* HOW TO COMPLETE THIS TASK:
An exact transcription of the data below is needed.

****

Issue #811, opened 2019-12-13
Particle Panel: stack trace when cancelling Load Params


xordspar0:
I'm running Panda3D 1.10.4.1 with Python 3.7 on macOS.

When I start to load a file in the particle panel, but then change my mind and click "cancel" in the native file selection dialog that pops up, I get a stack trace:

```
OSError Exception in Tk callback
  Function: <bound method ParticlePanel.loadParticleEffectFromFile of <direct.tkpanels.ParticlePanel.ParticlePanel object at 0x113d83350>> (type: <class 'method'>)
  Args: ()
Traceback (innermost last):
  File "/usr/local/lib/python3.7/site-packages/Pmw/Pmw_2_0_1/lib/PmwBase.py", line 1776, in __call__
    return self.func(*args)
  File "/usr/local/lib/python3.7/site-packages/direct/tkpanels/ParticlePanel.py", line 1278, in loadParticleEffectFromFile
    Filename.fromOsSpecific(particleFilename))
  File "/usr/local/lib/python3.7/site-packages/direct/particles/ParticleEffect.py", line 203, in loadConfig
    data = vfs.readFile(filename, 1)
OSError: Failed to read file: 'None'
```

I edited ParticlePanel.py to add the following line after getting the filename:

```python
        print(repr(particleFilename))
```

askopenfilename is indeed returning the string `'None'`.

For context, here's where the problem is occurring in Panda3d's code:

https://github.com/panda3d/panda3d/blob/2c9d16f62e2a60ae1437d2b725beefcb27c3f55a/direct/src/tkpanels/ParticlePanel.py#L1269-L1281

I draw two conclusions from this:

1. There might be a bug in tkinter and/or the Mac file dialog.
2. The particle panel should check if the file that gets returned by the file picker actually exists. This would also fix race conditions where real files got deleted before we have a chance to read them.

rdb:
I went to the Particle Panel, clicked File > Load Params, and then clicked Cancel, and no error was displayed anywhere.  Did you follow different steps?  Perhaps the Mac version of tkinter is doing something odd by returning "Null" instead of None?

rdb:
Your error message says that it's trying to load "None" instead of "Null", which one is it?

xordspar0:
Oops, my mistake. Replace all places where I said Null with None.

xordspar0:
> no error was displayed anywhere. Did you follow different steps?

[...]

PR #812, opened 2019-12-13
particle panel: catch file not found errors

xordspar0:
tkinter.filedialog.askopenfilename sometimes returns a string 'None'
when the user click cancel in the file picker dialog. This catches
errors like this, where the file is not found.

No error is displayed in the GUI, but the text of the error is printed
to stdout.

This stems from #811.

### DIFF
--- a/direct/src/tkpanels/ParticlePanel.py
+++ b/direct/src/tkpanels/ParticlePanel.py
@@ -1274,11 +1274,14 @@ class ParticlePanel(AppShell):
             parent = self.parent)
         if particleFilename:
             # Delete existing particles and forces
-            self.particleEffect.loadConfig(
-                Filename.fromOsSpecific(particleFilename))
-            self.selectEffectNamed(self.particleEffect.getName())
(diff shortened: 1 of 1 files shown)


rdb:
This seems like the wrong solution; if tk reports a filename of "Null", shouldn't we just check whether it returned that rather than first trying to load a file called Null before giving up?

xordspar0:
1. My mistake, it was actually returning 'None', not Null.
2. How do we know? Maybe there really is a file called None.

rdb:
>     2\. How do we know? Maybe there really is a file called None.

And you think that if such a file were to exist, clicking Cancel on the "open file" dialog should open it?

If askopenfilename is returning None for clicking Cancel, I would wager a bet that if a file called None exists, it would be because someone clicked Cancel on the "Save Params" dialog.

rdb:
I think this should be addressed by 7ca66bfe6f1634abc3f73d843e3318f98d09e278.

****

* YOUR RESPONSE:
Issue #811, opened 2019-12-13
Particle Panel: stack trace when cancelling Load Params


xordspar0:
I'm running Panda3D 1.10.4.1 with Python 3.7 on macOS.

When I start to load a file in the particle panel, but then change my mind and click "cancel" in the native file selection dialog that pops up, I get a stack trace:

```
OSError Exception in Tk callback
  Function: <bound method ParticlePanel.loadParticleEffectFromFile of <direct.tkpanels.ParticlePanel.ParticlePanel object at 0x113d83350>> (type: <class 'method'>)
  Args: ()
Traceback (innermost last):
  File "/usr/local/lib/python3.7/site-packages/Pmw/Pmw_2_0_1/lib/PmwBase.py", line 1776, in __call__
    return self.func(*args)
  File "/usr/local/lib/python3.7/site-packages/direct/tkpanels/ParticlePanel.py", line 1278, in loadParticleEffectFromFile
    Filename.fromOsSpecific(particleFilename))
  File "/usr/local/lib/python3.7/site-packages/direct/particles/ParticleEffect.py", line 203, in loadConfig
    data = vfs.readFile(filename, 1)
OSError: Failed to read file: 'None'
```

I edited ParticlePanel.py to add the following line after getting the filename:

```python
        print(repr(particleFilename))
```

askopenfilename is indeed returning the string `'None'`.

For context, here's where the problem is occurring in Panda3d's code:

https://github.com/panda3d/panda3d/blob/2c9d16f62e2a60ae1437d2b725beefcb27c3f55a/direct/src/tkpanels/ParticlePanel.py#L1269-L1281

I draw two conclusions from this:

1. There might be a bug in tkinter and/or the Mac file dialog.
2. The particle panel should check if the file that gets returned by the file picker actually exists. This would also fix race conditions where real files got deleted before we have a chance to read them.

rdb:
I went to the Particle Panel, clicked File > Load Params, and then clicked Cancel, and no error was displayed anywhere.  Did you follow different steps?  Perhaps the Mac version of tkinter is doing something odd by returning "Null" instead of None?

rdb:
Your error message says that it's trying to load "None" instead of "Null", which one is it?

xordspar0:
Oops, my mistake. Replace all places where I said Null with None.

xordspar0:
> no error was displayed anywhere. Did you follow different steps?

[...]

PR #812, opened 2019-12-13
particle panel: catch file not found errors

xordspar0:
tkinter.filedialog.askopenfilename sometimes returns a string 'None'
when the user click cancel in the file picker dialog. This catches
errors like this, where the file is not found.

No error is displayed in the GUI, but the text of the error is printed
to stdout.

This stems from #811.

### DIFF
--- a/direct/src/tkpanels/ParticlePanel.py
+++ b/direct/src/tkpanels/ParticlePanel.py
@@ -1274,11 +1274,14 @@ class ParticlePanel(AppShell):
             parent = self.parent)
         if particleFilename:
             # Delete existing particles and forces
-            self.particleEffect.loadConfig(
-                Filename.fromOsSpecific(particleFilename))
-            self.selectEffectNamed(self.particleEffect.getName())
(diff shortened: 1 of 1 files shown)


rdb:
This seems like the wrong solution; if tk reports a filename of "Null", shouldn't we just check whether it returned that rather than first trying to load a file called Null before giving up?

xordspar0:
1. My mistake, it was actually returning 'None', not Null.
2. How do we know? Maybe there really is a file called None.

rdb:
>     2\. How do we know? Maybe there really is a file called None.

And you think that if such a file were to exist, clicking Cancel on the "open file" dialog should open it?

If askopenfilename is returning None for clicking Cancel, I would wager a bet that if a file called None exists, it would be because someone clicked Cancel on the "Save Params" dialog.

rdb:
I think this should be addressed by 7ca66bfe6f1634abc3f73d843e3318f98d09e278.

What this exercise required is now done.